Weitere Informationen
Sie befinden sich hier:
Botschaft Warschau
Konsularbezirk
Der Konsularbezirk der Botschaft umfasst die Republik Polen und die Republik Belarus. Es gibt keine weiteren schweizerischen konsularischen Vertretungen in Polen. In Belarus ist die Schweiz durch eine Aussenstelle der Botschaft in Warschau vertreten und es besteht die Möglichkeit, gewisse Verwaltungsangelegenheiten über diese Stelle abzuwickeln (Zivilstandsgeschäfte, usw.). Alle Unterlagen werden jedoch nach Warschau zur Bearbeitung weitergeleitet.
Büro der Schweizerischen Botschaft, Minsk
Ul. Krasnoarmeyskaya 22a, Ap. 20
220030 Minsk
Tel.: +375 17 327 18 42 Schalter Öffnungszeiten:
Fax: +375 17 217 84 62 Montag–Freitag 10.00–13.00 Uhr
Wichtige Mitteilungen
Vom 12. bis 15. Mai 2013 besuchen acht Mitglieder der Aussenpolitischen Kommission des Schweizer Nationalrates Polen. Angeführt wird die Delegation vom Präsidenten der Kommission, Nationalrat Andreas Aebi. Am 12. Mai kommt die Delegation in Krakau an, wo sie vom Woiwoden von Kleinpolen, Jerzy Miller, begrüsst wird.

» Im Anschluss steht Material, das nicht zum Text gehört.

PR #3517, opened 2022-01-27
add "with clause" to record literals

mccanne:
This commit extends record expressions to be able to create new
records from a template record and additional fields, e.g., {r with x:1}
would give {a:1,b:2,x:1} if r equaled {a:1,b:2}.  The template can be 
any expression.  This will be particularly useful in an inner scope
to join the outer this with inner-traversed values.

### DIFF
--- a/compiler/parser/parser.peg
+++ b/compiler/parser/parser.peg
@@ -778,8 +778,11 @@ Primary
   / "(" __ expr:Expr __ ")" { RETURN(expr) }
 
 Record
-  = "{" __ fields:Fields __ "}" {
-      RETURN(MAP("kind":"RecordExpr", "fields":fields ))
+  = "{" __ expr:Expr _ "with" _ fields:Fields __ "}" {
+      RETURN(MAP("kind":"RecordExpr", "fields":fields, "with":expr))
+    }
+  / "{" __ fields:Fields __ "}" {
+      RETURN(MAP("kind":"RecordExpr", "fields":fields, "with":NULL))
     }
 
 Fields
--- a/expr/values.go
+++ b/expr/values.go
@@ -103,12 +103,12 @@ func (r *RecordExprWith) Eval(ectx Context, this *zed.Value) *zed.Value {
 	b := r.builder
 	b.Reset()
 	var dirty bool
-	it := zcode.Iter(with.Bytes)
+	it := with.Iter()
 	for k, col := range typ.Columns {
 		if pos, ok := r.position[col.Name]; ok {
 			val := r.exprs[pos].Eval(ectx, this)
 			b.Append(val.Bytes)
-			col = zed.Column{col.Name, val.Type}
+			col.Type = val.Type
 			it.Next()
 		} else {
 			b.Append(it.Next())
@@ -116,7 +116,7 @@ func (r *RecordExprWith) Eval(ectx Context, this *zed.Value) *zed.Value {
 		if k >= len(cols) {
 			dirty = true
 			cols = append(cols, col)
-		} else if cols[k].Name != col.Name || cols[k].Type != col.Type {
+		} else if col != cols[k] {
 			dirty = true
 			cols[k] = col
 		}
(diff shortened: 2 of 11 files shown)


compiler/parser/parser.peg
```diff
@@ -778,8 +778,11 @@ Primary
   / "(" __ expr:Expr __ ")" { RETURN(expr) }
 
 Record
-  = "{" __ fields:Fields __ "}" {
-      RETURN(MAP("kind":"RecordExpr", "fields":fields ))
+  = "{" __ expr:Expr _ "with" _ fields:Fields __ "}" {
+      RETURN(MAP("kind":"RecordExpr", "fields":fields, "with":expr))
+    }
+  / "{" __ fields:Fields __ "}" {
+      RETURN(MAP("kind":"RecordExpr", "fields":fields, "with":NULL))
```
nwt, line 785:
```suggestion
  = "{" __ with_:(e:Expr _ "with" _ { RETURN(e) })? fields:Fields __ "}" {
      RETURN(MAP("kind":"RecordExpr", "fields":fields, "with":with_))
```

expr/values.go
```diff
@@ -54,6 +55,100 @@ func (r *RecordExpr) Eval(ectx Context, this *zed.Value) *zed.Value {
...
+	cols := r.columns
+	b := r.builder
+	b.Reset()
+	var dirty bool
+	it := zcode.Iter(with.Bytes)
+	for k, col := range typ.Columns {
+		if pos, ok := r.position[col.Name]; ok {
+			val := r.exprs[pos].Eval(ectx, this)
+			b.Append(val.Bytes)
+			col = zed.Column{col.Name, val.Type}
```
nwt, line 111:
```suggestion
			col.Type = val.Type
```

expr/values.go
```diff
@@ -54,6 +55,100 @@ func (r *RecordExpr) Eval(ectx Context, this *zed.Value) *zed.Value {
...
+			it.Next()
+		} else {
+			b.Append(it.Next())
+		}
+		if k >= len(cols) {
+			dirty = true
+			cols = append(cols, col)
+		} else if cols[k].Name != col.Name || cols[k].Type != col.Type {
```
nwt, line 119:
```suggestion
		} else if cols[k] != col {
```

expr/values.go
```diff
@@ -54,6 +55,100 @@ func (r *RecordExpr) Eval(ectx Context, this *zed.Value) *zed.Value {
...
+	// cols is a cache of the columns of the output record.
+	// As long as the type doesn't change, the columns will stay the
+	// same and the dirty boolean will stay false.  If something is
+	// diferrent, dirty becomes true, we look up the new type, and
+	// it stays in the cache for the next input.
+	cols := r.columns
+	b := r.builder
+	b.Reset()
+	var dirty bool
+	it := zcode.Iter(with.Bytes)
```
nwt, line 106:
```suggestion
	it := with.Iter()
```

expr/values.go
```diff
@@ -54,6 +55,100 @@ func (r *RecordExpr) Eval(ectx Context, this *zed.Value) *zed.Value {
...
+		if typ.HasField(r.names[k]) {
+			continue
+		}
+		val := e.Eval(ectx, this)
+		b.Append(val.Bytes)
+		col := zed.Column{r.names[k], val.Type}
+		if colno >= len(cols) {
+			dirty = true
+			cols = append(cols, col)
+		} else if cols[colno].Name != col.Name || cols[colno].Type != col.Type {
```
nwt, line 135:
```suggestion
		} else if cols[colno] != col {
```

nwt (approved):

compiler/parser/parser.peg
mccanne: I find this pattern a little harder to follow and maintain especially when debugging backtracking problems so I'd like to leave it in the explanded form.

Am 13. Mai wird die Delegation Projekte des Schweizer Erweiterungsbeitrags für Polen in der Region Krakau besichtigen. Es handelt sich um ein Projekt für die Renaturierung des Raba-Flusses sowie ein Programm für erneuerbare Energie im Bezirk Suski. Im Rahmen des schweizerischen Erweiterungsbeitrages wurden in Polen 58 Projekte und Programme im Umfang von rund 465 Millionen CHF genehmigt. Am Nachmittag besuchen die Parlamentarier die Gedenkstätte des ehemaligen Konzentrations- und Vernichtungslagers Auschwitz-Birkenau. Vergangene Woche hat die Schweiz bekanntgegeben, sie werde ihren Beitrag an die Auschwitz-Birkenau-Stiftung um 1 Million Euro erhöhen.
Am 14. Mai stehen mehrere offizielle Gespräche auf dem Programm. Die Schweizer Parlamentarier treffen sich u.a. mit dem Präsidenten der Aussenpolitischen Kommission des Sejms, Herrn Grzegorz Schetyna, mit der Vizemarschallin des Sejms, Frau Wanda Nowicka, mit der Freundschaftsgruppe Polen/Schweiz des Sejms sowie mit Staatssekretär Władysław Bartoszewski. Themen der Gespräche sind u.a. die bilateralen Beziehungen, die Zusammenarbeit zwischen den Parlamenten sowie die Europapolitik der Schweiz und Polens.
Polen hat in den letzten Jahren für die Schweiz wirtschaftlich, aber auch politisch deutlich an Gewicht gewonnen. Die bilateralen Beziehungen sind gut, und die gegenseitigen Kontakte haben sich in den vergangenen Jahren deutlich intensiviert. Im Herbst 2012 wurde Präsident Komorowski in der Schweiz zu einem Staatsbesuch empfangen. Polen ist ein wichtiger Handelspartner der Schweiz. Mit einem aggregierten Handelsvolumen von 3,4 Milliarden Franken (2012) kommt Polen als Handelspartner ein ähnlicher Stellenwert zu wie z.B. Russland, Brasilien oder der Türkei. Gemäss der Schweizerischen Nationalbank betrug der Kapitalbestand schweizerischer Direktinvestitionen in Polen per Ende 2011 5,3 Milliarden Franken. Eng ist die Zusammenarbeit zudem im Rahmen der gemeinsamen Stimmrechtsgruppe der Bretton-Woods-Institutionen (Internationaler Währungsfonds, Weltbank).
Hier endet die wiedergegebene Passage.